We're willing to put a lot of things at the feet of managers in this little newsletter of ours. But fundamentally, this one is not Sam's to carry. Yes, a good boss can be an incredible ally and sponsor and door-opener and opportunity-spotter. But only if they know — only if you know — what actually matters to you.
What if you don't know what you want?
If you have a clear answer to the question of what matters, and where you want your career to go, we're cheering for you. But the good news is that even if those topics have you drawing a complete blank, you can figure it out. Try this just to get started.
Think of three times work has felt great. Could be the same job or separate ones across different industries. Could be a single afternoon or a months-long project or a side-hustle. Why were they great? Be specific. Was it about the work? Was it about the people? What about them? The biggest lie about career planning is that it's a flow from one title to the next. Titles are a descriptor, not a predictor, and in a career conversation they can box in your thinking. So forget titles for a minute, what work actually feels good to you?
Okay and with all that work-could-be-good-if-it-looked-like-this juice flowing, here's a second question to sit with: who has a job that seems cool to you? Again, forget titles or stature or whether you're tall enough to dunk — who is out there doing work you'd love to be doing, and what is it about that work that seems so great?
Maybe, maybe you get to the end of this exercise and your answer is that you want to be in your current org, in your current department, you just want to be a Director. That's great! That's a really righteous outcome and that clarity will change how you engage in your work, and in your next conversation with Sam. But maybe the answer you reach won't be nearby. Maybe it's not even in the same ballpark, or the same sport. That's good, too!

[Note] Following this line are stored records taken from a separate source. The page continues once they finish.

Issue #2375, opened 2025-07-28
Fix print dialog


f1sh1918:
### Describe the Bug

We had lots of layout change since the last release and our print (window print) layout is messed up

### Steps to Reproduce

Reproducible only on GoogleChrome
1. Go to "Eigehende Anträge
2. Scroll the list a bit down
3. Weitere Optionen -> PDF exportieren
4. Error: There is lots of additional space before and after application content
### Expected Behavior

There is no additional space before and after the application

f1sh1918:
Motion is causing the issue :/
This commit: https://github.com/digitalfabrik/entitlementcard/commit/f9fcc198d706bd5b35e81e16bc31f4b5dbc4fda9

seluianova:
can you attach a screenshot?
I don't see the issue on current main....
<img width="1512" height="753" alt="Image" src="https://github.com/user-attachments/assets/5e294743-f8e7-4b70-ab2d-cb76d6749dba" />
<img width="1382" height="775" alt="Image" src="https://github.com/user-attachments/assets/2fa638cf-af61-450b-b2ca-e5b3e108273a" />

andrew8er:
I don't have such huge margins:
<img width="646" height="133" alt="Image" src="https://github.com/user-attachments/assets/95770c95-d3c1-45f4-b0c5-581c4eef65cf" />

I would be fine with removing the animation library here, I don't think it adds much to the usability anyway. But our current approach to print one single application is completely bonkers, and needs to be rearchitected:

Currently, we have a route to display all applications (`/applications`) and hide all unwanted elements for printing. Instead we should have another route (e.g. `/applications/:id/print`) that only renders the bare application in a simplified form, maybe with additional headers and immediately opens a print dialogue.

andrew8er:
Have have not examined the issue exactly, but my hunch is this: the margins are actually gaps from the enclosing flex-box layout, that are rendered even if the `<ApplicationCard>`  components of all "not-printed" cards are hidden. 

Maybe a `@print { display: none }` style on the `<motion.div>` component will do the trick.

PR #2379, opened 2025-07-29
2375: Fix print dialog

f1sh1918:
### Short Description

Print dialog currently adds lots of whitespace before and after the application, depending on the scroll position of the list

### Proposed Changes

- remove gap for printing view

### Side Effects

- none

### Testing

1. Go to "Eingehende Anträge"
2. Scroll down the application list
3. Click export pdf
4. Application shouldn't have whitespace before and after the application details

### Resolved Issues

Fixes: #2375

### DIFF
--- a/administration/src/bp-modules/applications/ApplicationsOverview.tsx
+++ b/administration/src/bp-modules/applications/ApplicationsOverview.tsx
@@ -43,6 +43,10 @@ const ApplicationList = styled.div`
   flex-direction: column;
   height: 100%;
   gap: 16px;
+  // This fixes a whitespace issue in print dialog when using motion #2375
+  @media print {
+    gap: 0;
+  }
 `
 
 const getEmptyApplicationsListStatusDescription = (activeBarItem: ApplicationStatusBarItemType, t: TFunction): string =>


f1sh1918:
> ```diff
>  @media print {
> +    gap: 0;
> +  }
> ```

good find thx. I tried a lot yesterday and was assuming that it relates to `gap` but couldn't fix it

andrew8er (approved):
LGTM.

We could also move the print handling out of the `<ApplicationCard>` (removing the `sx={{ displayPrint: isSelectedForPrint ? 'block' : 'none' }}` of the outermost `<Accordion>` and move it to the `<ApplicationOverview>` using:

```ts
const MotionDiv = styled(motion.div)`
  @print {
    display: none;
  }
`
```
instead of `<motion.div>`.

But maybe better move this to another PR.

bahaaTuffaha (approved):
Tested on brave and Firefox ✅
For the Snackbar also you can add this at `StyledOverlayToaster` AppToaster.tsx :
```js
@media print {
    display: none !important;
  }
```

Issue #2250, opened 2025-06-04
Add tests for the new FreinetApplicationMutationService


bahaaTuffaha:
### Describe the Problem

FreinetApplicationMutationService needs tests at the backend.

### Describe Possible Alternatives

N/A

### Related Issues

https://github.com/digitalfabrik/entitlementcard/issues/2141

PR #2402, opened 2025-08-10
2250: Added tests for FreinetApplicationMutationService

bahaaTuffaha:
### Short Description

FreinetApplicationMutationService needs tests at the backend.

### Proposed Changes

- Created a mock for FreinetApi that runs before each test.
- Test for the following:
   - Unauthorized access.
   - Freinet is not configured.
   - Forbidden error for authorized.
   - Data transfer is not activated.
   - Data transfer is activated and creates new person.
   - Returns true when person exists.
   - Returns error when multiple persons are found in Freinet.

### Side Effects

- None.

### Testing

Run the Test Backend configuration. 

### Resolved Issues

Fixes: #2250

### DIFF
--- a/backend/src/test/kotlin/app/ehrenamtskarte/backend/freinet/webservice/FreinetApplicationMutationServiceTest.kt
+++ b/backend/src/test/kotlin/app/ehrenamtskarte/backend/freinet/webservice/FreinetApplicationMutationServiceTest.kt
@@ -1,0 +1,263 @@
+package app.ehrenamtskarte.backend.freinet.webservice
+
+import app.ehrenamtskarte.backend.GraphqlApiTest
+import app.ehrenamtskarte.backend.application.database.Applications
+import app.ehrenamtskarte.backend.application.webservice.schema.view.JsonField
+import app.ehrenamtskarte.backend.application.webservice.schema.view.Type
+import app.ehrenamtskarte.backend.common.webservice.EAK_BAYERN_PROJECT
+import app.ehrenamtskarte.backend.freinet.database.FreinetAgencies
+import app.ehrenamtskarte.backend.freinet.database.FreinetAgenciesEntity
+import app.ehrenamtskarte.backend.freinet.util.FreinetApi
+import app.ehrenamtskarte.backend.freinet.webservice.schema.types.FreinetPersonCreationResultModel
+import app.ehrenamtskarte.backend.generated.SendApplicationAndCardDataToFreinet
+import app.ehrenamtskarte.backend.generated.inputs.FreinetCardInput
+import app.ehrenamtskarte.backend.helper.TestAdministrators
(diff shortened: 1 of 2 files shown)


bahaaTuffaha:
> Afaics we fire here requests on every test run against the freinet api which does not have any testing instance but only test "mandant". I'm not really sure if its okay to do that on `commit` workflow tbh. But i'm also aware that we shouldn't mock code that we don't own and in this scenario we cannot do this at least for an integration test.

https://mockk.io/#constructor-mocks:~:text=Sometimes%2C%20especially%20in%20code%20you%20don%E2%80%99t%20own

bahaaTuffaha:
And also we didn't provide a real accessKey to this test

backend/src/test/kotlin/app/ehrenamtskarte/backend/freinet/webservice/FreinetApplicationMutationServiceTest.kt
```diff
@@ -0,0 +1,263 @@
...
+    }
+
+    private fun createMutation(applicationId: Int, project: String): SendApplicationAndCardDataToFreinet {
+        val freinetCard = FreinetCardInput(
+            cardType = "Standard",
+            expirationDate = "2026-12-31",
+        )
+        val variables = SendApplicationAndCardDataToFreinet.Variables(
+            applicationId = applicationId,
+            project = project,
```
seluianova, line 258: project param was removed, the branch should be actualized

backend/src/test/kotlin/app/ehrenamtskarte/backend/freinet/webservice/FreinetApplicationMutationServiceTest.kt
```diff
@@ -0,0 +1,263 @@
...
+                agency.dataTransferActivated = false
+            }
+
+            val applicationId = createTestApplicationForFreinet()
+            val mutation = createMutation(applicationId, projectId)
+            val response = post(client, mutation, regionAdminFreinet.getJwtToken())
+            assertEquals(200, response.code)
+
+            val jsonResponse = response.json()
+            assertEquals(false, jsonResponse.path("data").path("sendApplicationAndCardDataToFreinet").asBoolean())
```
seluianova, line 95: we can also check that no request is sent to freinet, e.g.

```
            verify(exactly = 0) {
                anyConstructed<FreinetApi>().createPerson(any(), any(), any(), any(), any())
            }
```

seluianova:
> Well still think that we shouldn't add tests that fire to freinet. Probably we need to mock the freinet api service and call it in the graphql test

@f1sh1918 as I see, the Freinet API is mocked in these tests, so requests are not sent to the real Freinet

seluianova (approved):
lgtm!

bahaaTuffaha:
> Can this PR be merged?

It needs adjustment after #2441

Once you've got a direction you're looking, you can start to measure and reduce the distance between where you are and where you want to be.
And no. We are not here for that "if you work at something you love you'll never work a day again" line. We love our work and we promise we work hard at it. But we're also not willing to accept that quiet quitting a lazy job is as good as it gets. It's okay to want more than that. You're allowed to want your work to be meaningful, and joyful. It just isn't gonna get there without your help.